This repository contains the implementation of the Ananke provenance framework, as well as performance evaluation experiments. In the following, we are providing necessary setup steps as well as instructions on how to run the experiments from our paper and how to visualize them. All steps have been tested under Ubuntu 20.04.
The following dependencies are not managed by our automatic setup and need to be installed beforehand.:
- git
- bc
- wget
- maven
- unzip
- java
- python>=3.7 + pip3
For Ubuntu 20.04: sudo apt-get install git wget bc maven unzip default-jdk python3-pip
Some experiments rely on docker to be installed:
- docker (see here) must be setup to run without root
- docker-compose (see here)
This method will automatically download Apache Flink 1.10 and the input datasets, configure path variables, compile the Ananke framework and run a short demonstrator experiment to see whether the setup was succesful.
- Clone this repository.
- From the top-level folder, run
./auto_setup.sh. - Done.
- Clone this repository.
- Download Apache Flink 1.10 from here to a folder of your choosing.
- Untar Flink:
tar zxvf flink-1.10.0-bin-scala_2.11.tgz. - Open the file
scripts/config.shand replacePATH_HEREwith the location of the untared Flink folder. - Download the datasets by running
./standalone_input_data_downloader.shfrom the top-level directory. - Compile Ananke with our compiler script by running
./scripts/compile.shfrom the top-level directory. - Install the plotting requirements by running
pip3 install -r python-requirements.txtin the top-level directory.
You are now done with the setup. To run a short demonstrator experiment for checking the success of the setup run the following line:
./scripts/run.sh ./scripts/experiments/setup_exp.sh -d 1 -r 1.Experiment scripts are found in scripts/experiments and can be executed by calling scripts/run.sh from the top-level directory of the project. The run script takes care of creating output directories based on the commit hash and the date, and it also preprocesses the output after the end of the experiment. It can control maximum duration, number of repetitions, etc. using CLI args.
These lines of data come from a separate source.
PR #5279, opened 2023-02-01
Remove MockPanelContextProvider from stories which do not need it

defunctzombie:
**User-Facing Changes**
None

**Description**
Over-use of this provider hid a bug with PanelLayout which caused crashes in real-world use.


snosenzo (approved):
is there a way to detect multiple of the same context provider so this doesn't happen again?

defunctzombie:
> is there a way to detect multiple of the same context provider so this doesn't happen again?

Fascinating. Since the `Panel` HOC provides the PanelContext itself, the HOC component could `useContext(...)` And see if a context is already defined. If it is - fail. I think that would work and we could do it in dev only.

defunctzombie:
Tragically the answer is no: https://github.com/foxglove/studio/blob/main/packages/studio-base/src/components/Panel.tsx#L213

We already have a valid use case for having parent PanelContext.

Issue #5262, opened 2023-01-30
Plots titles resets when saving layout


iftahnaf:
**Description**
When saving shared layout, the plot titles resets to default (`Plot`).

- Version: 1.39.0
- Platform: Ubuntu 22.04

**Steps To Reproduce**
1. Set `Title` to the `Plot` panel.
2. Save the organization layout.
3. The `Title` resets.

**Expected Behavior**
The title should not be reset after saving the layout.

snosenzo:
should be fixed in: https://github.com/foxglove/studio/pull/5282

PR #5282, opened 2023-02-02
Don't override existing custom plot title in migration

foxymiles:
**User-Facing Changes**
Fixes an issue with custom plot panel titles in shared layouts.

**Description**
Fix the migration logic for the plot panel title to check for an existing custom tile before overwriting it with the legacy title.

### DIFF
--- a/packages/studio-base/src/panels/Plot/index.tsx
+++ b/packages/studio-base/src/panels/Plot/index.tsx
@@ -231,10 +231,11 @@ function Plot(props: Props) {
     xAxisVal,
     xAxisPath,
     sidebarDimension = config.sidebarWidth ?? defaultSidebarDimension,
+    [PANEL_TITLE_CONFIG_KEY]: customTitle,
   } = config;
 
   useEffect(() => {
-    if (legacyTitle) {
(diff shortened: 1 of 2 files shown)


defunctzombie (approved):

snosenzo:
This should fix: https://github.com/foxglove/studio/issues/5262

packages/studio-base/src/panels/Plot/index.tsx
```diff
@@ -231,18 +231,19 @@ function Plot(props: Props) {
...
+    [PANEL_TITLE_CONFIG_KEY]: customTitle,
   } = config;
 
   useEffect(() => {
-    if (legacyTitle) {
+    if (legacyTitle && (customTitle == undefined || customTitle === "")) {
       // Migrate legacy Plot-specific title setting to new global title setting
       // https://github.com/foxglove/studio/pull/5225
       saveConfig({
         title: undefined,
```
jtbandes, line 242: This shouldn't really have been necessary since the `title` is being cleared at the same time as the migration... 🤷 oh well

PR #6268, opened 2023-06-17
Fix user script memory leak due to Promise.race

achim-k:
**User-Facing Changes**
- Fix memory leak in user scripts

**Description**
There is a potential memory leak when using `Promise.race` with long-running promises. This is very well described here: https://github.com/nodejs/node/issues/17469#issuecomment-685216777

> In actuality, when you call `Promise.race` with a long-running promise, the resolved value of the returned promise gets retained for as long as each of its promises do not settle.

This is the case for user scripts: User script outputs are retained in memory as long as `terminateSignal` does not resolve. For live connections, the promise `terminateSignal` never resolves and every user script output is retained until the app finally runs out of memory (memory grows faster with larger user script outputs). 

~This patch fixes the memory leak by ensuring that none of the promises in `Promise.race` is long-running. A cleaner fix might be to use a replacement for `Promise.race` which does not suffer from the leaking behavior. See the link above for a possible implementation that uses a `WeakMap` under the hood.~

Edit: This PR now ships a non-leaking re-implementation of `Promise.race`

There are other occurrences of `Promise.race` in the code base where memory might leak, but this one is by far the most severe with respect to retained memory.

### DIFF
--- a/packages/studio-base/src/players/UserNodePlayer/index.ts
+++ b/packages/studio-base/src/players/UserNodePlayer/index.ts
@@ -449,6 +449,7 @@ export default class UserNodePlayer implements Player {
       // These are lazily created in the first message we process and cleared on
       // terminate.
       let terminateCondvar: undefined | Condvar;
+      let terminateSignal: undefined | Promise<void>;
 
       const registration = async (msgEvent: MessageEvent, globalVariables: GlobalVariables) => {
         // Register the node within a web worker to be executed.
@@ -523,6 +524,7 @@ export default class UserNodePlayer implements Player {
         // processing that is in-flight.
         if (!terminateCondvar) {
           terminateCondvar = new Condvar();
+          terminateSignal = terminateCondvar.wait();
         }
 
         // To send the message over RPC we invoke maybePlainObject which calls toJSON on the message
@@ -538,7 +540,7 @@ export default class UserNodePlayer implements Player {
             },
             globalVariables,
           }),
-          terminateCondvar.wait(),
+          terminateSignal,
         ]);
 
         if (!result) {
@@ -547,9 +549,6 @@ export default class UserNodePlayer implements Player {
             severity: "warn",
           });
           return;
-        } else {
-          // Let terminateCondvar.wait() above resolve to avoid memory leaking in Promise.race()
-          terminateCondvar.notifyOne();
         }
 
         const allDiagnostics = result.userNodeDiagnostics;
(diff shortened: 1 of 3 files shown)


packages/studio-base/src/players/UserNodePlayer/index.ts
```diff
@@ -549,6 +547,9 @@ export default class UserNodePlayer implements Player {
             severity: "warn",
           });
           return;
+        } else {
+          // Let terminateCondvar.wait() above resolve to avoid memory leaking in Promise.race()
+          terminateCondvar.notifyOne();
```
defunctzombie, line 552: This will notify _any_ single waiter of the condvar which might not be the one you created above with the `.wait()` call since the condvar is shared across registrations.

Also, the `terminateCondvar` is for when we want to terminate all the running scripts (resets, etc).

defunctzombie:
This is tragic and makes me sour on `Promise.race`. I'm tempted to say we should ban use of `Promise.race` and replace it with our own implementation (or the library referenced in the issue). I'm certainly surprised that the unresolved promise holds the entire memory because once the race is complete I'd not imagine that it matters what happens to the unresolved promise.

Alternatively, we could write this code in a way that resolves both promises but it does feel to me like that doesn't fix the general issue of it not being obvious that you can't have long-running promises in a `Promise.race`. Maybe this is obvious to others?

packages/studio-base/src/players/UserNodePlayer/index.ts
achim-k: Oh, you are right, this will not work with multiple user scripts. Then it's probably better to use our own implementation of `Promise.race`

packages/studio-base/src/util/safePromiseRace.ts
```diff
@@ -0,0 +1,74 @@
...
+ * from this drawback. It is an adaption of Brian Kim's [1] version including the improvement by
+ * Dan Bornstein [2].
+ *
+ * [1]: https://github.com/nodejs/node/issues/17469#issuecomment-685216777
+ * [2]: https://github.com/danfuzz/lactoserv/pull/173
+ *
+ */
+export default async function safePromiseRace<T extends readonly PromiseLike<unknown>[]>(
+  contenders: T,
+): Promise<Awaited<T[number]>> {
```
achim-k, line 21: The original `Promise.race` signature below allows to pass in arbitrary arguments. My typescript skills were not strong enough to get this working, hence I had to restrict this promises only :/


```
race<T extends readonly unknown[] | []>(values: T): Promise<Awaited<T[number]>>;
```

defunctzombie:
Thanks for digging into this tragic story. I've created a follow-on PR we can use once we purge the `Promise.race` evil.

I will pickup this PR and move the new safe race to our `den` package (We don't put things in `util` anymore).

defunctzombie:
Not sure yet the impact this has for us since typically when you race promises you are not CPU bound - but the proposed implementation queues fewer promises than the built-in one:

image

achim-k:
Superseded by #6303

PR #6269, opened 2023-06-19
Fall back to existing datatypes if not specified in advertise options

achim-k:
**User-Facing Changes**
- Foxglove websocket: Fall back to existing datatypes when advertising a ROS topic

**Description**
When calling `context.advertise?.("topicName", "schemaName")` without passing the schema's datatypes as options, advertisement should not fail if the player can resolve datatypes by the given schema name.

See https://foxglove.slack.com/archives/C01T10L5QJX/p1686859619483039 for context


jtbandes (approved):

jtbandes:
Sad we have no tests for this stuff.

achim-k:
> Sad we have no tests for this stuff.

Should I have added some?

jtbandes:
It sounds like a larger project, but if you have some ideas for how to do it, it would be nice to write them down somewhere :)

PR #6273, opened 2023-06-20
Align app menu and native menu

foxymiles:
**User-Facing Changes**
Bring desktop native menu and app menu closer to alignment.

**Description**
Bring desktop native menu and app menu closer to alignment.

This doesn't try to localize the menu items and omits the view menu items for toggling sidebar state. Both of those things could be accomplished with significantly more effort.

https://github.com/foxglove/studio/assets/93935560/cc8b8f24-d0a3-441c-8fe7-df5c998ceb02

### DIFF
--- a/packages/studio-desktop/src/main/StudioWindow.ts
+++ b/packages/studio-desktop/src/main/StudioWindow.ts
@@ -3,23 +3,23 @@
 // file, You can obtain one at http://mozilla.org/MPL/2.0/
 
 import {
-  app,
-  dialog,
   BrowserWindow,
   BrowserWindowConstructorOptions,
   Menu,
-  MenuItemConstructorOptions,
-  shell,
   MenuItem,
-  systemPreferences,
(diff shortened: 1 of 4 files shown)


packages/studio-desktop/src/main/StudioWindow.ts
```diff
@@ -299,16 +242,6 @@ function buildMenu(browserWindow: BrowserWindow): Menu {
...
-      ...(isMac
-        ? []
-        : [
-            { type: "separator" } as const,
-            {
-              label: "Settings…",
-              accelerator: "CommandOrControl+,",
-              click: () => browserWindow.webContents.send("open-app-settings"),
-            } as const,
-          ]),
```
2metres, line 311: Does this mean the `Cmd + ,` no longer opens the settings?

2metres (approved):

defunctzombie (approved):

For example:
# Run lrAnankeCompare (experiment underlying Figure 10) for 10 reps of 10 minutes
./scripts/run.sh ./scripts/experiments/lrAnankeCompare.sh -d 10 -r 10Result files are stored in the folder data/output.
Here, we describe how to automatically reproduce the results from our paper on your available hardware.
Caution: The dataset used for the Smart Grid queries must not be published due to privacy regulations, the corresponding experiments can thus not be reproduced by third parties.
The folder reproduce/ contains one bash script labelled as the corresponding figure in the paper. Executing such a script will run the experiment automatically, store the results, and create a plot of them. When reproducing Figure 20 or Table 2, dockerd must be running. Simply enter the folder and execute, e.g.
# Reproduce Figure 10 in the paper
./figure10.shFor running variations of the experiments and plotting the results, we suggest inspecting the bash scripts in the reproduce folder.
Beware that the hardware the experiments were executed on (as indicated in the paper) may differ from yours.